• [EXERCISE PROMPT]
Lines from the records below that contain the word "implements" are to be copied out.
=== Begin Enclosure ===
PR #1256, opened 2023-02-22
internal: add custom version type

msanft:
### Proposed change(s)

- Add a custom version type as proposed in [AB#2907](https://dev.azure.com/Edgeless/Edgeless/_workitems/edit/2907/)
- This should be a superset of the functionality in `internal/compatibility`, featuring a better API to other components and a more concise syntax. It should also make the use of version strings obsolete
- TODO: Implement the new versioning in versionsapi / CLI after feedback for the coarse architecture has been gathered

### Checklist

- [x] Link to Milestone

### DIFF
--- a/internal/version/version.go
+++ b/internal/version/version.go
@@ -4,7 +4,10 @@ Copyright (c) Edgeless Systems GmbH
 SPDX-License-Identifier: AGPL-3.0-only
 */
 
-package versions
+/*
+Package version provides functionality to parse and process semantic versions, as they are used in multiple components of Constellation.
+*/
+package version
 
 import (
 	"encoding/json"
--- a/internal/version/version_test.go
+++ b/internal/version/version_test.go
@@ -4,7 +4,7 @@ Copyright (c) Edgeless Systems GmbH
 SPDX-License-Identifier: AGPL-3.0-only
 */
 
-package versions
+package version
 
 import (
 	"testing"
--- a/internal/versions/version.go
+++ b/internal/versions/version.go
@@ -1,0 +1,57 @@
+/*
+Copyright (c) Edgeless Systems GmbH
+
+SPDX-License-Identifier: AGPL-3.0-only
+*/
+
+package versions
+
+import (
+	"encoding/json"
+	"fmt"
+
+	"golang.org/x/mod/semver"
+)
+
+// Version represents a semantic version.
+type Version string
+
+// NewVersion returns a Version from a string.
+func NewVersion(version string) (Version, error) {
+	if !semver.IsValid(version) {
+		return Version(""), fmt.Errorf("invalid semver: %s", version)
+	}
+
+	return Version(version), nil
+}
+
+// String returns the string representation of the Version.
+func (v Version) String() string {
+	return string(v)
+}
+
+// Compare compares two versions. It relies on the semver.Compare function internally.
+func (v Version) Compare(other Version) int {
+	return semver.Compare(v.String(), other.String())
+}
+
+// MarshalJSON implements the json.Marshaler interface.
+func (v Version) MarshalJSON() ([]byte, error) {
+	return []byte(fmt.Sprintf(`"%s"`, v.String())), nil
+}
+
+// UnmarshalJSON implements the json.Unmarshaler interface.
+func (v *Version) UnmarshalJSON(data []byte) error {
+	var s string
+	if err := json.Unmarshal(data, &s); err != nil {
+		return err
+	}
+
+	version, err := NewVersion(s)
+	if err != nil {
+		return err
+	}
+
+	*v = version
+	return nil
+}
--- a/internal/versions/version.go
+++ b/internal/versions/version.go
@@ -58,26 +58,31 @@ func (v Version) Compare(other Version) int {
 	return semver.Compare(v.String(), other.String())
 }
 
-// CanUpgradeTo returns if a version can be upgraded to another version.
-// It checks if the version of other is greater than the current version and allows a drift of at most one minor version.
-func (v Version) CanUpgradeTo(other Version) bool {
-	return v.Compare(other) < 0 && other.Minor-v.Minor <= 1
+// IsUpgradeTo returns if a version is an upgrade to another version.
+// It checks if the version of v is greater than the version of other and allows a drift of at most one minor version.
+func (v Version) IsUpgradeTo(other Version) bool {
+	return v.Compare(other) > 0 && v.Major == other.Major && v.Minor-other.Minor <= 1
 }
 
-// CanUpgradeToBinary returns if a version can upgrade to the version of the current built binary.
-// It checks if the version of the binary is greater than the current version and allows a drift of at most one minor version.
-func (v Version) CanUpgradeToBinary() bool {
+// CompatibleWithBinary returns if a version is compatible version of the current built binary.
+// It checks if the version of the binary is equal or greater than the current version and allows a drift of at most one minor version.
+func (v Version) CompatibleWithBinary() bool {
 	binaryVersion, err := NewVersion(constants.VersionInfo)
 	if err != nil {
 		return false
 	}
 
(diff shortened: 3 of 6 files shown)


internal/versions/version.go
```diff
@@ -0,0 +1,57 @@
+/*
+Copyright (c) Edgeless Systems GmbH
+
+SPDX-License-Identifier: AGPL-3.0-only
+*/
+
+package versions
```
katexochen, line 7: Please add a package comment and add yourself as code owner.

internal/versions/version_test.go
```diff
@@ -0,0 +1,247 @@
...
+	for name, tc := range testCases {
+		t.Run(name, func(t *testing.T) {
+			assert := assert.New(t)
+			require := require.New(t)
+
+			v1, err := NewVersion(tc.version1)
+			require.NoError(err)
+
+			v2, err := NewVersion(tc.version2)
+			if tc.wantErr {
```
derpsteb, line 207: I think it would be easier to read if there were a separate `TestNewVersion` and this test only checked for valid upgrades.

internal/versions/version_test.go
```diff
@@ -0,0 +1,247 @@
...
+			version1: "v1.18.0",
+			version2: "v1.18.1",
+			want:     true,
+		},
+		"minor less then": {
+			version1: "v1.18.0",
+			version2: "v1.19.0",
+			want:     true,
+		},
+		"minor too big drift": {
```
derpsteb, line 176: The description does not match the test case.

internal/versions/version_test.go
```diff
@@ -0,0 +1,247 @@
...
+			version1: "v1.18.0",
+			version2: "v1.19.1",
+			want:     true,
+		},
+		"major too big drift": {
+			version1: "v1.18.0",
+			version2: "v2.18.1",
+			want:     true,
```
derpsteb, line 184: These versions should not upgrade to each other.

internal/versions/version_test.go
```diff
@@ -0,0 +1,247 @@
...
+		},
+		"greater than": {
+			version1: "v1.18.1",
+			version2: "v1.18.0",
+			want:     false,
```
derpsteb, line 189: This would be a downgrade and should not be allowed.

internal/versions/version.go
```diff
@@ -0,0 +1,102 @@
...
+
+// Compare compares two versions. It relies on the semver.Compare function internally.
+func (v Version) Compare(other Version) int {
+	return semver.Compare(v.String(), other.String())
+}
+
+// CanUpgradeTo returns if a version can be upgraded to another version.
+// It checks if the version of other is greater than the current version and allows a drift of at most one minor version.
+func (v Version) CanUpgradeTo(other Version) bool {
+	return v.Compare(other) < 0 && other.Minor-v.Minor <= 1
```
derpsteb, line 64:
```suggestion
	return v.Compare(other) < 0 && other.Minor-v.Minor <= 1 && other.Major == v.Major
```

internal/versions/version.go
```diff
@@ -0,0 +1,102 @@
...
+}
+
+// Compare compares two versions. It relies on the semver.Compare function internally.
+func (v Version) Compare(other Version) int {
+	return semver.Compare(v.String(), other.String())
+}
+
+// CanUpgradeTo returns if a version can be upgraded to another version.
+// It checks if the version of other is greater than the current version and allows a drift of at most one minor version.
+func (v Version) CanUpgradeTo(other Version) bool {
```
derpsteb, line 63: nit: I would prefer `IsUpgradeTo` as name, since version a either is an upgrade to version b or it is not. The act of upgrading is not done by the version object. What do you think?

derpsteb, line 63: nit: I would prefer `IsUpgradeTo` as a name. This way you could call `CanUpgradeTo` and `CanUpgradeToBinary` on the same version object. Obviously this is a purely subjective preference. Feel free to ignore.

Would need to switch the direction in which the function works if you decide for changing it.

internal/versions/version.go
```diff
@@ -0,0 +1,102 @@
...
+
+// CanUpgradeToBinary returns if a version can upgrade to the version of the current built binary.
+// It checks if the version of the binary is greater than the current version and allows a drift of at most one minor version.
+func (v Version) CanUpgradeToBinary() bool {
+	binaryVersion, err := NewVersion(constants.VersionInfo)
+	if err != nil {
+		return false
+	}
+
+	return v.CanUpgradeTo(binaryVersion)
```
derpsteb, line 75: nice.

internal/versions/version.go
```diff
@@ -0,0 +1,102 @@
...
+
+// CanUpgradeTo returns if a version can be upgraded to another version.
+// It checks if the version of other is greater than the current version and allows a drift of at most one minor version.
+func (v Version) CanUpgradeTo(other Version) bool {
+	return v.Compare(other) < 0 && other.Minor-v.Minor <= 1
+}
+
+// CanUpgradeToBinary returns if a version can upgrade to the version of the current built binary.
+// It checks if the version of the binary is greater than the current version and allows a drift of at most one minor version.
+func (v Version) CanUpgradeToBinary() bool {
```
derpsteb, line 69: Maybe something like `CompatibleWithBinary` makes the intention of the function clearer?

internal/versions/version_test.go
```diff
@@ -0,0 +1,247 @@
...
+	for name, tc := range testCases {
+		t.Run(name, func(t *testing.T) {
+			assert := assert.New(t)
+			require := require.New(t)
+
+			v1, err := NewVersion(tc.version1)
+			require.NoError(err)
+
+			v2, err := NewVersion(tc.version2)
+			if tc.wantErr {
```
derpsteb, line 144: Same as for `TestCanUpgrade`

derpsteb:
Looks really good to me :+1:

internal/version/version_test.go
```diff
@@ -0,0 +1,243 @@
...
+	for name, tc := range testCases {
+		t.Run(name, func(t *testing.T) {
+			assert := assert.New(t)
+
+			assert.Equal(tc.want, tc.version2.IsUpgradeTo(tc.version1))
+		})
+	}
+}
+
+func TestNewVersion(t *testing.T) {
```
derpsteb, line 190: Duplicate to `TestVersionValidation`?

internal/version/version.go
```diff
@@ -0,0 +1,110 @@
...
+	return v.Equals(binaryVersion) || binaryVersion.IsUpgradeTo(v)
+}
+
+// NextMinor returns the next minor version in the format "vMAJOR.MINOR".
+func (v Version) NextMinor() string {
+	return fmt.Sprintf("v%d.%d", v.Major, v.Minor+1)
+}
+
+// Equals returns if two versions are equal.
+func (v Version) Equals(other Version) bool {
```
derpsteb, line 87: Duplicate to `Compare`? Or is there another reason for implementing this that I am not seeing?

Nirusu:
> Should this really live in `internal/versions`? Seems rather unrelated to the rest that happens there. Maybe move it `internal/version` ?

Uh, then we have three packages in internal:
`version`
`versions`
`versionsapi`

Seems super confusing imo, is it possible to give these packages more distinct naming?

internal/version/version.go
```diff
@@ -0,0 +1,110 @@
...
+	"encoding/json"
+	"fmt"
+	"strings"
+
+	"github.com/edgelesssys/constellation/v2/internal/constants"
+	"golang.org/x/mod/semver"
+)
+
+// Version represents a semantic version.
+type Version struct {
```
derpsteb, line 22: Rename this to `Semver`? Package could also be renamed to `semver`. Would remove the naming conflict with the type from `internal/versionsapi` and would partially address @Nirusu comment.

derpsteb (approved):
=== End Enclosure ===
• [SOLUTION TO THE EXERCISE]
+// MarshalJSON implements the json.Marshaler interface.
+// UnmarshalJSON implements the json.Unmarshaler interface.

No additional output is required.